When discussing her termination with prospective employers it's important that she explain that she made a major error, and accepted the termination as a consequence of that action. She can then say, "What I learned from this experience is...X. One of the reasons I believe that this type of nursing would be a good match for me is that it reduces the risk of my making that kind of error, and I've always been interested in this type of non-traditional nursing role."

Everyone makes mistakes, that's why pencils have erasers. Nursing is a very stressful job, and it must be done perfectly to insure no bad outcomes.

I don't think this makes your wife unemployable in the future, but she may need to re-build her reputation.
posted by Ruthless Bunny at 6:41 AM on August 17, 2012 [1 favorite]
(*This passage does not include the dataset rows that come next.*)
PR #2829, opened 2025-09-15
Fix `union` / `intersection` / `difference` to support QuerySet using `values_list` and `values`

### LINKED ISSUE #2825: 5.2.3 arg-type complaint for QuerySet.union
# Bug report

Hi,
Our project uses `union` to merge two querysets. This line of code now causes an `arg-type` complaint from MyPy after updating django-stubs to 5.2.3 or later (no issue when using 5.2.2). 

The pattern is lifted directly from the Django documentation for union:
https://docs.djangoproject.com/en/5.2/ref/models/querysets/#django.db.models.query.QuerySet.union

Here's a demo models.py that shows the issue:

```python
from django.db.models import Model, QuerySet, TextField


class Foo(Model):
    name = TextField(blank=False, null=False)


class Bar(Model):
    name = TextField(blank=False, null=False)


def foos_and_bars() -> QuerySet[Model, tuple[str]]:
    foos = Foo.objects.all().values_list("name")
    bars = Bar.objects.all().values_list("name")
    return foos.union(bars)
```

Here's what MyPy now has to say about this:

```shell
MyProject/models.py:15: error: Argument 1 to "union" of "QuerySet" has incompatible type "QuerySet[Bar, tuple[str]]"; expected "QuerySet[Model, Model]"  [arg-type]
```

I think the change that has introduced this behaviour is here:
https://github.com/typeddjango/django-stubs/commit/0087c115eda656f6fdc1faea0727a6a6fc2e47bb

The stub for `union` changed from:
`def union(self, *other_qs: Any, all: bool = False) -> Self: ...`
to:
`def union(self, *other_qs: QuerySet[Model], all: bool = False) -> Self: ...`

It looks like this new annotation for `*other_qs` is too narrow to allow for the output of the `qs.values_list()` method, even though this is the recommended pattern for using `qs.union()`.

A similar issue might now affect `qs.intersection()` and `qs.difference()`, but I haven't checked these myself.

## System information

- OS: MacOS Sequoia 15.6.1
- `python` version: 3.13.7 
- `django` version: 5.2.6
- `mypy` version: 1.18.1
- `django-stubs` version: 5.2.3
- `django-stubs-ext` version:

UnknownPlatypus:
Fixes #2825


tests/typecheck/managers/querysets/test_basic_methods.yml
```diff
@@ -70,12 +70,32 @@
...
+
+        reveal_type(foos.union(bars)) # N: Revealed type is "django.db.models.query.QuerySet[myapp.models.MyModel1, tuple[builtins.str]]"
+        reveal_type(foos.intersection(bars)) # N: Revealed type is "django.db.models.query.QuerySet[myapp.models.MyModel1, tuple[builtins.str]]"
+        reveal_type(foos.difference(bars)) # N: Revealed type is "django.db.models.query.QuerySet[myapp.models.MyModel1, tuple[builtins.str]]"
+
+        def union_values_list() -> models.QuerySet[models.Model, tuple[str]]:
+            union = foos.union(bars)
+            return union
+
+        foos_dict = MyModel1.objects.all().values("name")
```
sobolevn, line 104: let's test multiple values maybe?

tests/typecheck/managers/querysets/test_basic_methods.yml
```diff
@@ -70,12 +70,32 @@
...
+        bars_dict = MyModel2.objects.all().values("name")
+
+        reveal_type(foos_dict.union(bars_dict)) # N: Revealed type is "django.db.models.query.QuerySet[myapp.models.MyModel1, TypedDict({'name': builtins.str})]"
+        reveal_type(foos_dict.intersection(bars_dict)) # N: Revealed type is "django.db.models.query.QuerySet[myapp.models.MyModel1, TypedDict({'name': builtins.str})]"
+        reveal_type(foos_dict.difference(bars_dict)) # N: Revealed type is "django.db.models.query.QuerySet[myapp.models.MyModel1, TypedDict({'name': builtins.str})]"
```
sobolevn, line 109: Sorry, I can't take a look right now, so gonna ask: do we have tests for `.union` with full regular models?

UnknownPlatypus: Not a lot, this was not very well covered, I can expand the coverage taakingexemple from django docs + some edge cases I can think of

sobolevn: Thank you! 👍

UnknownPlatypus: I've expanded the tests a bit. We could be even more strict for weird cases mixing values and values_list with different number of field but I don't think it's worth supporting. It would require plugin code for very exotic use cases

tests/typecheck/managers/querysets/test_basic_methods.yml
```diff
@@ -70,12 +70,75 @@
...
+        from django.db import models
         from myapp.models import MyModel1, MyModel2
         kls: type[MyModel1 | MyModel2] = MyModel1
         reveal_type(kls.objects)  # N: Revealed type is "django.db.models.manager.Manager[myapp.models.MyModel1] | django.db.models.manager.Manager[myapp.models.MyModel2]"
         reveal_type(kls.objects.all())  # N: Revealed type is "django.db.models.query.QuerySet[myapp.models.MyModel1, myapp.models.MyModel1] | django.db.models.query.QuerySet[myapp.models.MyModel2, myapp.models.MyModel2]"
         reveal_type(kls.objects.get())  # N: Revealed type is "myapp.models.MyModel1 | myapp.models.MyModel2"
+
+        # Regular QuerySet
+        foos = MyModel1.objects.all()
+        bars = MyModel2.objects.all()
```
sobolevn, line 85: Can we also please test structurally incompatible models? For now we don't do anything special with them.

sobolevn (commented):
Thanks a lot!

tests/typecheck/managers/querysets/test_basic_methods.yml
UnknownPlatypus: I can add a todo but yes we won't detect much currently (but runtime will most likely see errors like `The used SELECT statements have a different number of columns`)

sobolevn: Good enough for now! 🤝

palfrey:
I've just hit this one as well, and it seems to WFM

tests/typecheck/managers/querysets/test_basic_methods.yml
UnknownPlatypus: Done !

sobolevn (approved):

PR #2830, opened 2025-09-16
Add `strict_model_abstract_attrs` setting to allow `models.Model.objects` access

sobolevn:
We need this setting so we can test `sentry` in `mypy-primer`. To test it, we need to help Sentry's team to use our package, without their custom fork.

So, setting `strict_model_abstract_attrs = false` should do the trick for them.
It can be also helpful for other big projects to adopt `django-stubs`.

CC @flaeppe and @asottile-sentry

Refs https://github.com/hauntsaninja/mypy_primer/issues/202


sobolevn:
@UnknownPlatypus do you have any ideas on why this happens? :)

sobolevn:
For the record: I added `AUTH_USER_MODEL` for all cache entries. It solved the problem.

README.md
```diff
@@ -124,6 +124,14 @@ The supported settings are:
 
   Set to `false` if using dynamic settings, as [described below](https://github.com/typeddjango/django-stubs#how-to-use-a-custom-library-to-handle-django-settings).
 
+- `strict_model_abstract_attrs`, a boolean, default `true`.
+
+  Set to `false` if you want to keep `.objects`, `.DoesNotExist`,
+  and `.MultipleObjectsReturned` attributes on `models.Model` type.
+  [See here why](https://github.com/typeddjango/django-stubs?tab=readme-ov-file#how-to-use-typemodel-annotation-with-objects-attribute)
+  this is dangeours to do by default.
```
asottile-sentry:
```suggestion
  this is dangerous to do by default.
```

asottile-sentry (approved):
:pray: this will work great for us

flaeppe (approved):

PR #2836, opened 2025-09-21
Allow to annotate existing model field de-selected via prior `.values`/`.values_list` calls

### LINKED ISSUE #2818: 5.2.3 regression with `.annotate` that forbids overriding existing fields
Refs https://github.com/typeddjango/django-stubs/pull/2797

Quoting @asottile-sentry from https://github.com/typeddjango/django-stubs/pull/2797#issuecomment-3286657655

---

I believe this might not be correct for the `.annotate(...)` case

here's an example from sentry:

```
src/sentry/api/serializers/models/rule.py:207: error: Attribute "date_added" already defined on "sentry.models.rulefirehistory.RuleFireHistory"  [no-redef]
```

https://github.com/getsentry/sentry/blob/e1829e8cbd0fe4179e137afbbee23b06d35d3eee/src/sentry/api/serializers/models/rule.py#L209

(there's a few other examples in sentry as well where particular aggregations are used to produce a value with the same name as an existing field when making a grouped query)

---

Quoting myself from https://github.com/typeddjango/django-stubs/pull/2797#issuecomment-3286675283

---

Hm, interesting, I haven't consider this use-case. So, basically, if we annotate an some existing `IntegerField` field with `int` value, there's no *type* error here. So, basically, we should instead detect type mismatches in annotated fields and report them.

UnknownPlatypus:
# I have made things!

I've tried to avoid as much as possible false positive on loosely typed cases.

cc @asottile-sentry , would be awesome if can try to cherry-pick a1f80ead79dfcefb1d6e70bb11704b4330c1e3bb to see if it fixes your issue.

## Related issues

Fixes #2818

### DIFF
--- a/mypy_django_plugin/lib/helpers.py
+++ b/mypy_django_plugin/lib/helpers.py
@@ -43,6 +43,7 @@ from mypy.typeanal import make_optional_type
 from mypy.types import (
     AnyType,
     CallableType,
+    ExtraAttrs,
     Instance,
     LiteralType,
     NoneTyp,
@@ -694,3 +695,32 @@ def get_model_from_expression(
 
 def fill_manager(manager: TypeInfo, typ: MypyType) -> Instance:
     return Instance(manager, [typ] if manager.is_generic() else [])
+
+
+def merge_extra_attrs(
+    base_extra_attrs: ExtraAttrs | None,
+    *,
+    new_attrs: dict[str, MypyType] | None = None,
+    new_immutable: set[str] | None = None,
+) -> ExtraAttrs:
+    """
+    Create a new `ExtraAttrs` by merging new attributes/immutable fields into a base.
+
+    If base_extra_attrs is None, creates a fresh ExtraAttrs with only the new values.
+    """
+    if base_extra_attrs:
+        return ExtraAttrs(
+            attrs={**base_extra_attrs.attrs, **new_attrs} if new_attrs is not None else base_extra_attrs.attrs.copy(),
+            immutable=(
+                base_extra_attrs.immutable | new_immutable
+                if new_immutable is not None
+                else base_extra_attrs.immutable.copy()
+            ),
+            mod_name=None,
+        )
+    else:
+        return ExtraAttrs(
+            attrs=new_attrs or {},
+            immutable=new_immutable,
+            mod_name=None,
+        )
--- a/mypy_django_plugin/lib/helpers.py
+++ b/mypy_django_plugin/lib/helpers.py
@@ -718,9 +718,8 @@ def merge_extra_attrs(
             ),
             mod_name=None,
         )
-    else:
-        return ExtraAttrs(
-            attrs=new_attrs or {},
-            immutable=new_immutable,
-            mod_name=None,
-        )
+    return ExtraAttrs(
+        attrs=new_attrs or {},
+        immutable=new_immutable,
+        mod_name=None,
+    )
--- a/mypy_django_plugin/transformers/querysets.py
+++ b/mypy_django_plugin/transformers/querysets.py
@@ -14,17 +14,7 @@ from mypy.checker import TypeChecker
 from mypy.errorcodes import NO_REDEF
 from mypy.nodes import ARG_NAMED, ARG_NAMED_OPT, ARG_STAR, CallExpr, Expression
 from mypy.plugin import FunctionContext, MethodContext
-from mypy.types import (
-    AnyType,
-    ExtraAttrs,
-    Instance,
-    LiteralType,
-    ProperType,
-    TupleType,
-    TypedDictType,
-    TypeOfAny,
-    get_proper_type,
-)
+from mypy.types import AnyType, Instance, LiteralType, ProperType, TupleType, TypedDictType, TypeOfAny, get_proper_type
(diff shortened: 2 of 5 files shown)


mypy_django_plugin/transformers/querysets.py
```diff
@@ -168,7 +178,13 @@ def extract_proper_type_queryset_values_list(ctx: MethodContext, django_context:
     row_type = get_values_list_row_type(
         ctx, django_context, django_model.cls, is_annotated=django_model.is_annotated, flat=flat, named=named
     )
-    return default_return_type.copy_modified(args=[django_model.typ, row_type])
+    ret = default_return_type.copy_modified(args=[django_model.typ, row_type])
+    if not named and (field_lookups := resolve_field_lookups(ctx.args[0], django_context)):
+        # For non-named values_list, the row type does not encode column names.
+        # Attach selected field names to the returned QuerySet instance so that
+        # subsequent annotate() can make an informed decision about name conflicts.
+        ret.extra_attrs = ExtraAttrs(attrs={}, immutable=set(field_lookups), mod_name=None)
```
sobolevn: Question: shouldn't we also set `attrs` when setting `immutable`?

sobolevn (commented):
LGTM, except one question :)

mypy_django_plugin/transformers/querysets.py
UnknownPlatypus: From what I understand of this `ExtraAttrs` thingy, it's not supposed to be used like that and we are kinda hacking around to add metadata per `Instance`. I can add the attrs dict but we will ignore it and I think mypy too :/

sobolevn: let's add this, because leaving this inconsistency will blow up at some point.

sobolevn: Btw, consider using `copy_with_extra_attr`? Or any other way of preserving existing `.extra_attrs`

UnknownPlatypus: > Btw, consider using copy_with_extra_attr? Or any other way of preserving existing .extra_attrs

We only set extra_attrs on this type here and the django behavior of chained `values_list` is that the last one override the others. I can add a comment to say that, this is not obvious reading the code

sobolevn: I would still prefer to preserve, some other plugin / feature might modify it.

UnknownPlatypus: @sobolevn I did some more digging, about how mypy internally deals with `extra_attrs`. Found relevant parts in the implementation of [add_any_attribute_to_type](https://github.com/python/mypy/blob/de2f375eb0da1c446e2aab1474c28b8d7707a848/mypy/checker.py#L7990-L8021) and in the [functools plugin](https://github.com/python/mypy/blob/de2f375eb0da1c446e2aab1474c28b8d7707a848/mypy/plugins/functools.py#L320-L330).

`attrs` and `immutable` seem to have different purposes. `attrs` to store key/value pairs of names/type, and `immutable` to store keys only (Used to store `Final` variables defined  at the module levels or as a way to pass around some boolean flags in the functools plugin)

So to answer your suggestions:

> Question: shouldn't we also set attrs when setting immutable?

Given the above, I think it's better to follow the functools plugin implementation and only use immutable. We really just want to passa round metadatas but are not adding actuals new attributes to the `Instance`

> Btw, consider using copy_with_extra_attr? Or any other way of preserving existing .extra_attrs

You're right, I've made the change! I introduced a new helper I could also use in `get_annotated_type`

mypy_django_plugin/lib/helpers.py
```diff
@@ -694,3 +695,32 @@ def get_model_from_expression(
...
+        return ExtraAttrs(
+            attrs={**base_extra_attrs.attrs, **new_attrs} if new_attrs is not None else base_extra_attrs.attrs.copy(),
+            immutable=(
+                base_extra_attrs.immutable | new_immutable
+                if new_immutable is not None
+                else base_extra_attrs.immutable.copy()
+            ),
+            mod_name=None,
+        )
+    else:
```
```suggestion
```

sobolevn (approved):
one nit :)

mypy_django_plugin/lib/helpers.py
UnknownPlatypus: I've made the change, should we add [RET505](https://docs.astral.sh/ruff/rules/superfluous-else-return/) from ruff to enforce this convention ? 

I can make a followup PR for this, it does affect  ~10 files. I also find these valueable:
```
  "RET504",  # Unnecessary assignment to {name} before return statement
  "RET505",  # Unnecessary {branch} after return statement
  "RET506",  # Unnecessary {branch} after raise statement
  "RET507",  # Unnecessary {branch} after continue statement
  "RET508",  # Unnecessary {branch} after break statement
```

sobolevn (approved):
Thanks a lot!

UnknownPlatypus:
btw, asotille recently left sentry so we wont probably hear from him on this issue.

sobolevn:
`master` branch is now broken :(
Please, take a look

UnknownPlatypus:
Seem to be a conflict with the branch removing automatically added contentypes, will send a fix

I'm presuming the error was medication related. Please have her check the Institute for Safe Medication Practice website. I highly recommend subscribing to their newsletters where med errors are discussed in-depth and the focus is on institutional improvements to reduce the errors. The ISMP is against firing nurses for errors (remember - we are not talking about unsafe practice which is a different animal) since it reduces the likelihood of nurses reporting errors if they suspect they will be fired for it. The ISMP call it Just Culture and calls for hospitals to recognize their shared accountability.

The fact is that everyone makes mistakes. I joke with my husband that every time I read the medication error case histories in the ISMP newsletter, I say the nurses prayer "I could have made that mistake, thank god it wasn't me!"

She should consider taking some of the courses ISMP offers and marketing herself in her next interview as someone who made a mistake and aggressively educated herself on medication error-reduction.

A final recommendation is for her to read The Checklist Manifesto by Atul Gawande. It's a fascinating read about reducing errors in complex systems.

Please tell her that making a mistake does not make her a bad nurse. Every nurse and every physician who practices for any length of time has made a mistake. Recognize the error, think deeply about how it happened, and vow to make sure it will not happen again.
posted by TorontoSandy at 7:59 AM on August 17, 2012 [11 favorites]


Maybe Vegas is different but nurses get fired here for some pretty serious stuff and show up at another place almost immediately. Home health seems particularly forgiving in my area.
posted by yodelingisfun at 10:55 AM on August 17, 2012


@missmerrymack --
Thx. I wondered about that. If that's the case, I'll withdraw my advice.